Despite herself, Cobweb was cut to the quick.
“But we’re his godparents.”
“I know, but he’s three now. If you come much more he’s going to remember you when he sees you, and that would never do.”
“We could come invisibly.”
“Don’t make this any harder,” wailed the Gnome. “He has to have a normal mortal upbringing for this time and place. Well, as normal as possible,” she qualified hastily. “He still has to wash daily, and I have no intention of giving up on pesto and Thai green curry, or on the washing machine, though I do at least keep that Folded into an alternate dimension when I’m not using it. But I can’t have too much magical stuff going on around him. It isn’t fair. One day he’ll have to live a mortal life, and he’ll need to know how to do it.”
“But – will you be all right? Here, on your own. I mean, Lurgan!”
“Oh, I’ll manage fine, so I will.”
Cobweb swallowed an internal guffaw. The Gnome’s elegant RP tones, quite unconsciously, were developing tinges of an Ulster accent.

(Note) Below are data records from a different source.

PR #5175, opened 2023-09-09
Deterministic zero-fill whenever WaveTrack::Get[Floats] fails...

Paul-Licameli:
... This simple fix will make plot spectrum show blank instead of garbage for a selection with any stretch.

Make zero-fill on failure part of the WideSampleSequence contract too, removing a redundant defense in MixerSource.

Unproblematic un-checked uses are in:
- effects (where there will be pre-rendering of the selection)
- WideSampleSource (using new promise of WideSampleSequence; and anyway where we assume an upstream stretching sequence decorator)
- NearestZeroCrossing() (there are tests before it is called)

Problematic uses:

- [x] WaveTrack::ReverseOneClip -- won't generally work, but it happens to be called only from an effect now ; fixed by https://github.com/audacity/audacity/pull/5138

- [x] [Find clipping](https://github.com/audacity/audacity/issues/5176) (in src/effects but an analyzer, not an effect)
- [x] Punch and Roll Recording (only to find crossfade data)
- [x] [Snapping to frequency peaks](https://github.com/audacity/audacity/issues/5179) (drag of spectral box centerline, and "Next Higher/Lower Peak Frequency" menu commands; see SelectHandle)
- [x] Compare Audio macro command
- [x] SpectrumTransformer as used by experimental brush tool (ok in Noise Reduction)

QA:  Try the things enumerated above.  They may not work, but behave differently, always using zeroes instead of unpreditable data.

Issues:

- [x] Find Clipping does not generate labels in the Clipping label track on stretched clips.
- [x] Reverse audio on a stretched clip hangs Audacity.

Recommended:

### DIFF
--- a/libraries/lib-mixer/MixerSource.cpp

Then she sobered, abruptly.
“I’m serious,” she said. “If anything happens, anything at all, you call, and Bossy and I will come.”
“I’ll be fine, really. Most of the neighbours are pleasant enough, especially since I cured someone’s child of whooping cough, and the others have mostly learned to leave me alone. I’m already getting a bit of a reputation.”
“As what?” asked her friend with heavy irony, which the Gnome ignored.
“The Wise Woman of the Hill. Or the Hag of the Crag, depending on whom you ask. But the best one, for a select group, is Saint Niniane the Anchoress.”
“I beg your pardon? You, a saint?”
“There was a ship got into trouble on the lough last winter. I don’t normally approve of weather magic – the whole system is so complex that producing sunshine in one place is liable to lead to hurricanes somewhere else – but under the circumstances I couldn’t really let it founder. So I calmed the waves and drew it into shore. Turned out the ship was full of monks, who now pray for me daily, and more usefully send me honey and one or two herbs I can’t grow here from the monastery gardens. So yes, a saint, if a minor Celtic one.”
“Well, now I really have heard everything.”